Within this picture, the history of Wales gets rather marginalised. All schools in Wales are required to ensure that pupils “be given opportunities, where appropriate, to develop and apply knowledge and understanding of the cultural, economic, environmental, historical and linguistic characteristics of Wales”. This is a conscious effort to increase a sense of Welsh citizenship. History is central to this vision but how it is interpreted and applied to history teaching varies significantly from school to school.
Within primary schools, offering a Welsh perspective on history normally means exploring the impact of events such as the Second World War on the pupils’ own community. The problem is more at secondary level where exploring Welsh history is sometimes reduced to isolated topics, such as the Rebecca Riots or the translation of the bible into Welsh, that are not set within the wider contexts of their time or the development of Wales.

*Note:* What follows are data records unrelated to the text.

PR #5908, opened 2024-01-05
xtrigger efficiency fix.

hjoliver:
Update the DB insert-maps for xtriggers when the xtriggers get satisfied, not when the tasks that depend on them get satisfied.

This bug (which causes duplicate entries in lists of DB updates) can cause long delays (minutes) just after initially populating the task pool, if hundreds of tasks depend on the same xtrigger (typically, a clock trigger).

The workflow that revealed this is large with several hundred cycles of runahead, resulting in 1.8 million update entries instead of ~800 🤯 

We should get this into 8.2.4 given that it has caused problems out in the wild already.

**Check List**


hjoliver:
Ready to go. Any reviewers available at your end @oliver-sanders ? (DS is still on leave here).

cylc/flow/workflow_db_mgr.py
```diff
@@ -233,13 +233,15 @@ def process_queued_ops(self) -> None:
                     self.db_deletes_map.items()):
                 while db_deletes:
                     where_args = db_deletes.pop(0)
+                    # LOG.debug(f"DB {table_name} DEL {where_args}")
```
wxtim, line 236: Surely these should either be removed or uncommented?

tests/integration/test_xtrigger_mgr.py
```diff
@@ -65,3 +66,56 @@ async def test_2_xtriggers(flow, start, scheduler, monkeypatch):
...
             'clock_3': False,
         }
+
+
+async def test_1_xtrigger_2_tasks(flow, start, scheduler, monkeypatch, mocker):
+    """
+    If multiple tasks depend on the same satisfied xtrigger, the DB mgr method
+    put_xtriggers should only be called once - when the xtrigger gets satisfied.
+
+    See GitHub #5908
```
wxtim, line 76:
```suggestion
    See [GitHub #5908](https://github.com/cylc/cylc-flow/pull/5908)
```

cylc/flow/workflow_db_mgr.py
oliver-sanders: FYI `cylc play --main-loop='log db'` will write out a log file with all the SQL operations performed on the database in it.

oliver-sanders:
```suggestion
```

cylc/flow/workflow_db_mgr.py
```diff
@@ -233,13 +233,15 @@ def process_queued_ops(self) -> None:
...
                     self.pri_dao.add_delete_item(table_name, where_args)
                     self.pub_dao.add_delete_item(table_name, where_args)
         if any(self.db_inserts_map.values()):
             for table_name, db_inserts in sorted(
                     self.db_inserts_map.items()):
                 while db_inserts:
                     db_insert = db_inserts.pop(0)
+                    # LOG.debug(f"DB {table_name} INS {db_insert}")
```
oliver-sanders, line 244:
```suggestion
```

cylc/flow/workflow_db_mgr.py
```diff
@@ -248,6 +250,8 @@ def process_queued_ops(self) -> None:
                     self.db_updates_map.items()):
                 while db_updates:
                     set_args, where_args = db_updates.pop(0)
+                    # LOG.debug(
+                    #     f"DB {table_name} UPD {set_args} WHERE {where_args}")
```
oliver-sanders, line 254:
```suggestion
```

tests/integration/test_xtrigger_mgr.py
```diff
@@ -65,3 +66,56 @@ async def test_2_xtriggers(flow, start, scheduler, monkeypatch):
...
+        # Call the clock trigger via its dependent tasks, to get it satisfied.
+        for task in schd.pool.get_tasks():
+            # (For clock triggers this is synchronous)
+            schd.xtrigger_mgr.call_xtriggers_async(task)
+
+        # It should now be satisfied.
+        assert task.state.xtriggers == {'clock_1': True}
+
+        # Check one put_xtriggers call only, not two.
+        assert spy.call_count == 1
```
wxtim, line 114:
```suggestion
        spy.assert_called_once_with(
            {'wall_clock(trigger_time=1588636800)': {}})
```

wxtim (approved):
- [x] Read code. Made a few comments, but none are critical to this PR.
- [x] Manually tested bug and fix.

😄

cylc/flow/xtrigger_mgr.py
```diff
@@ -489,23 +511,9 @@ def callback(self, ctx: SubFuncContext):
             return
         LOG.debug('%s: returned %s', sig, results)
         if satisfied:
+            # Newly satisfied
             self.data_store_mgr.delta_task_xtrigger(sig, True)
+            self.workflow_db_mgr.put_xtriggers({sig: results})
```
oliver-sanders, line 516: I'm a bit confused by what should and shouldn't be in the xtriggers table.

The `put_xtriggers` routine wipes the entire table, then adds the new entry. If you call `put_xtriggers` multiple times *before* the workflow DB queue is processed, all of the wiping will happen first, and all the adding second.

https://github.com/cylc/cylc-flow/blob/df350cd5481f8e42f3e236840816ca296d855660/cylc/flow/workflow_db_mgr.py#L406-L412

Practical upshot, anything added to the xtrigger table will get deleted the next time an xtrigger is satisfied in a future main loop cycle?

oliver-sanders (commented):
LGTM, though I'm not sure the DB table is doing what it's supposed to (before or after).

[unrelated] I had a go at running a workflow that calls an xtrigger which returns data (`{'abc': 'def'}`). Taking a look at the result of running the workflow with `--main-loop='log db'`, it looks like there are duplicate SQL calls updating the broadcast tables (before and after). Guessing this ain't meant to happen?


```sql
INSERT                        
    OR REPLACE INTO broadcast_events
VALUES('2024-01-08T10:41:49.690744Z', '+', '20240108T0000Z', 'bar', '[environment]myxtrigger_abc', 'def')
                     
INSERT               
    OR REPLACE INTO broadcast_events
VALUES('2024-01-08T10:41:49.692659Z', '+', '20240109T0000Z', 'bar', '[environment]myxtrigger_abc', 'def')
                     
INSERT                     
    OR REPLACE INTO broadcast_events
VALUES('2024-01-08T10:41:49.694808Z', '+', '20240110T0000Z', 'bar', '[environment]myxtrigger_abc', 'def')
                           
INSERT                          
    OR REPLACE INTO broadcast_events
VALUES('2024-01-08T10:41:49.697189Z', '+', '20240111T0000Z', 'bar', '[environment]myxtrigger_abc', 'def')
                           
INSERT                        
    OR REPLACE INTO broadcast_events
VALUES('2024-01-08T10:41:49.699815Z', '+', '20240112T0000Z', 'bar', '[environment]myxtrigger_abc', 'def')
                              
INSERT                          
    OR REPLACE INTO broadcast_states
VALUES('20240108T0000Z', 'bar', '[environment]myxtrigger_abc', 'def')
                               
INSERT                        
    OR REPLACE INTO broadcast_states
VALUES('20240109T0000Z', 'bar', '[environment]myxtrigger_abc', 'def')
                              
INSERT               
    OR REPLACE INTO broadcast_states
VALUES('20240110T0000Z', 'bar', '[environment]myxtrigger_abc', 'def')
                     
INSERT               
    OR REPLACE INTO broadcast_states
VALUES('20240111T0000Z', 'bar', '[environment]myxtrigger_abc', 'def')
                     
INSERT               
    OR REPLACE INTO broadcast_states                                                                                               
VALUES('20240112T0000Z', 'bar', '[environment]myxtrigger_abc', 'def')
```

cylc/flow/workflow_db_mgr.py
hjoliver: It's a pity Python doesn't have multiple levels of debug logging, so we can have really fine-grained logging on demand without having too much log bloat for less serious debugging.

BTW I had initially thought this bug was causing loads of redundant method calls to update a map of DB inserts, but not actually causing redundant DB updates - hence the debug statements here - but it's a queue not a map, so it would cause both.

cylc/flow/xtrigger_mgr.py
hjoliver: > I'm a bit confused by what should and shouldn't be in the xtriggers table.

It should contain the function signature and result of all satisfied xtriggers - i.e. ones for which the function no longer needs to be called, because we already have the result.

hjoliver: >  it looks like there are duplicate SQL calls updating the broadcast tables (before and after). Guessing this ain't meant to happen?

They're not duplicate, each is for a different cycle point.

If multiple tasks depend on the same xtrigger, we broadcast its result to all of the dependent tasks.

So I don't think there's a problem.

hjoliver: > This looks like a bug to me, e.g. an xtrigger could get re-run on restart, potentially causing different data to be broadcasted into the cycle?

Yikes, good spot!  That's a different bug, although possibly this branch exposed it more.  It seems to me the table delete update does not need to be there. I've removed it, and the table content and sqlite trace looks right now, for a multi-cycle run with variously-specialized xtriggers.

I guess we need a test to ensure that all satisfied xtriggers get stored ...

tests/integration/test_xtrigger_mgr.py
hjoliver: @wxtim - do you want to argue that your version of the above is better, or easier to understand? Checking the specific call args has pros and cons, I think.

cylc/flow/xtrigger_mgr.py
oliver-sanders: > They're not duplicate, each is for a different cycle point.

Derp :facepalm: 

> Yikes, good spot! That's a different bug, although possibly this branch exposed it more

Yep, that was my conclusion.

> the table delete update does not need to be there

Without the delete, this table will accumulate indefinitely, which may be ok, so long as it doesn't mess with reflow use cases.

Presumably we could remove satisfied xtriggers from the table once the task has left the pool?

hjoliver: > I'm guessing this used to work by dumping all xtriggers for all tasks in the pool into the DB for each main loop cycle. So the delete was effectively just removing tasks no longer in the pool?

Yes, I think so. BUT, given that external triggers are "external", their result should in principle be independent of the workflow state, so it seems to me they shouldn't need to be re-run if the dependent tasks get re-triggered after dropping out of the task pool. What do you think?

oliver-sanders: That's fine by me, it will inflate the DB a bit, but it might actually speed up the DB operations (because we're no longer wiping the table every main loop cycle). So long as we store the flow numbers with the xtrigger it should be fine.

However, retries (which are implemented via xtriggers) might be a separate case?

hjoliver: > However, retries (which are implemented via xtriggers) might be a separate case?

Retries are implemented by clock xtriggers, so they have wallclock time-specific function signatures, and so an old task that gets retriggered will still have correct retry delays.

```console
~/c/xtr $ sqlite3 ~/cylc-run/xtr/runN/.service/db 'select * from xtriggers'
wall_clock(trigger_time=1704799660.2086887)|{}  # original job (fail then succeed)
wall_clock(trigger_time=1704799695.2978518)|{}  # retriggered later (fail then succeed).
```

Hmmm. Which does suggest, however: https://github.com/cylc/cylc-flow/issues/5911

oliver-sanders (approved):

PR #5909, opened 2024-01-08
Ensure that sys argv cleaner cleans up --workflow-name=foo

### LINKED ISSUE #5905: VIP: Fails if both `--workflow-name` & `--run-name` are set
`cylc vip` should handle any valid inputs for any of its component scripts but the following command fails:

```
> cylc vip insert-workflow-source --run-name=foo --workflow-name=toy
```

Producing traceback from the sysargv cleaning functions.

wxtim:
as well as --workflow-name foo

Closes #5905 

**Check List**

### DIFF
--- a/cylc/flow/option_parsers.py
+++ b/cylc/flow/option_parsers.py
@@ -33,7 +33,7 @@ from ansimarkup import (
 
 import sys
 from textwrap import dedent
-from typing import Any, Dict, Optional, List, Tuple, Union
+from typing import Any, Dict, Iterable, Optional, List, Tuple, Union
 
 from cylc.flow import LOG
 from cylc.flow.terminal import supports_color, DIM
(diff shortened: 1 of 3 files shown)


cylc/flow/option_parsers.py
```diff
@@ -841,21 +857,31 @@ def cleanup_sysargv(
...
+                    compound_opts_by_dest[unwanted_dest].kwargs['action']
                     not in ['store_true', 'store_false']
                 ):
                     sys.argv.pop(index)
-            elif arg in args:
-                index = args.index(arg)
-                sys.argv.pop(index)
+
+            # Check for `--workflow-name=foo`:
+            elif unwanted_arg in [a.split('=')[0] for a in sys.argv]:
```
oliver-sanders, line 881: Recomputing this list for each "unwanted" option is a bit expensive.

It might be easier to loop over `sys.argv` than the "unwanted_opts" because this allows you to work over the opts/args in order, it also saves popping items off of the list.

I think something like this should work (very untested!):

```python
# options which require a value e.g. "--foo=a" or "--foo a"
unwanted_compound_opts: List[str]
# options which don't require a value e.g. "--foo"
unwanted_simple_opts: List[str]

pop_next = False
args = []
for arg in sys.argv:
    if pop_next:
        pop_next = False
        continue
    parts = arg.split('=', 1)
    elif parts[0] in unwanted_compound_opts:
       # we don't want this option or its value
        if len(parts) == 1:
            # no "=" in arg, skip the next arg
            pop_next = True
    elif parts[0] in unwanted_simple_opts:
       # we don't want this option
        continue
    else:
        # keep this arg
        args.append(arg)

sys.argv = args 
```

oliver-sanders (approved):

markgrahamdawson (approved):

PR #5915, opened 2024-01-11
xtriggers: test db / restart interaction

oliver-sanders:
Follow on to #5908, add an integration test to check that a DB entry is created for the xtrigger and that satisfied xtriggers are not re-run when the workflow is restarted.


hjoliver (approved):
Nice.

Even in the schools with the deepest commitment to using the curriculum to teach pupils about Wales, the extent of Welsh history taught tends to decline as those pupils grow older. This is partly because teachers do not always feel confident teaching Welsh history. In turn this is because the resources available to help them do so are very patchy and partly because of a sense that Welsh history simply isn’t as important or as exciting as the history of Europe or other parts of Britain. After the age of 14 history is not compulsory and, for those who do continue to GCSE level, there is no compulsion at all to study Wales, as long as some British history is taught and assessed.
Pupils do not seem to mind. A study at the end of the 1990s showed that many pupils found Welsh history rather boring. Even those who progress to study history at university lean towards continental Europe and the USA rather than the history of their own country.
The Welsh Government’s review of history teaching in Wales was set up to consider this problem – see here. It felt there was a need to strengthen the provision of Welsh history. However, it has not followed the line of Michael Gove in England and drawn up a list of topics that all future pupils should study. Instead, the review has recommended leaving the choice with schools and teachers.
It seeks to encourage the teaching of the history of Wales through ‘champions’ who can highlight and spread good practice and through making available more resources that will facilitate the greater teaching of Welsh topics. These teaching aids should situate Welsh history within a wider context and draw upon the rich resources of museums and other heritage bodies in Wales. Finally, the review recommends that Welsh history be a compulsory component of GCSE history in Wales, although it does not specify what that history should be.
There will thus be no requirement that every child learn about Glyndŵr, the ‘Welsh Not’ or Wales’ role in the Second World War. There is no recommendation to use history to develop a sense of national identity, merely a recommendation that pupils should know something about the history of the nation they live in. Of course, not everyone will agree that that nation is Wales but devolution means that those who do not subscribe to the idea of Welsh nationality are out of kilter with the political arrangement of the United Kingdom.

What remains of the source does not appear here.